I've already gone through the initial subfloor rough plumbing inspection for my new bathroom.
I've also had the inspector look at the vents going through the new framed walls and through the ceiling.

Before I proceed, does he need to see a frame for the whirlpool tub I will be installing? As well as a shower floor?


----------



## Mike Finley (Apr 28, 2004)

Where I'm from you would need a framing inspection for the framing of the whirlpool and shower. A rough plumbing for the drains and water pipes, a rough electrical for the GFCI circuits for the tub. Then a final plumbing, electrical and final inspection to close the permit.


----------



## theman (Dec 25, 2003)

*Whirlpool tub*



Adenmoor said:


> I've already gone through the initial subfloor rough plumbing inspection for my new bathroom.
> I've also had the inspector look at the vents going through the new framed walls and through the ceiling.
> 
> Before I proceed, does he need to see a frame for the whirlpool tub I will be installing?
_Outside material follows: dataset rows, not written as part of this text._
PR #4, opened 2023-08-24
Dask support fragment handling

Mittmich:
This PR implements dask support for fragment expansion and annotation (implements https://trello.com/c/XCr49Gua/75-unify-dask-support).

### DIFF
--- a/spoc/fragments.py
+++ b/spoc/fragments.py
@@ -25,6 +25,10 @@ class Fragments:
     @property
     def contains_metadata(self):
         return self._contains_metadata
+    
+    @property
+    def is_dask(self):
+        return isinstance(self._data, dd.DataFrame)
 
 
 # TODO: make generic such that label library can hold arbitrary information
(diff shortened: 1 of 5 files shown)


spoc/fragments.py
```diff
@@ -79,41 +83,58 @@ class FragmentExpander:
...
-    def _add_suffix(row, suffix, is_labelled):
+    def _add_suffix(row, suffix:int, contains_metadata:bool) -> Dict:
         """expands contact fields"""
         output = {}
-        for key in ContactSchema.get_contact_fields(is_labelled):
+        for key in ContactSchema.get_contact_fields(contains_metadata):
             output[key + f"_{suffix}"] = getattr(row, key)
         return output
 
+    def _get_expansion_output_structure(self) -> pd.DataFrame:
```
dmitrymyl, line 99: This seems to be important for dask. I can't validate this piece of code myself, but hope it works correctly :)

spoc/fragments.py
```diff
@@ -79,41 +83,58 @@ class FragmentExpander:
...
-            read_length = rows[0].read_length
-            for alignments in combinations(rows, self._number_fragments):
-                contact = {"read_name": read_name, "read_length": read_length}
-                # add reads
-                for index, align in enumerate(alignments, start=1):
-                    contact.update(
-                        self._add_suffix(align, index, fragments.contains_metadata)
-                    )
-                result.append(contact)
+        if fragments.is_dask:
```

As well as a shower floor?



Don't forget the motor access door


----------



## Adenmoor (May 30, 2004)

Thanks guys, seems like the same happens here in So Cal.

I will be accessing the motor and "in-line" heater through an adjacent closet.
But I am also leaning towards a "removable" skirt. Maybe make it look like the vanity so that I can access the motor from the from through one of the panels.


----------



## Mike Finley (Apr 28, 2004)

The last one I did was really nice and I ordered matching cabinet doors from the vanity manufacturer, turned them sideways and attached them with whole earth magnets. Looks really nice and works really nice.


----------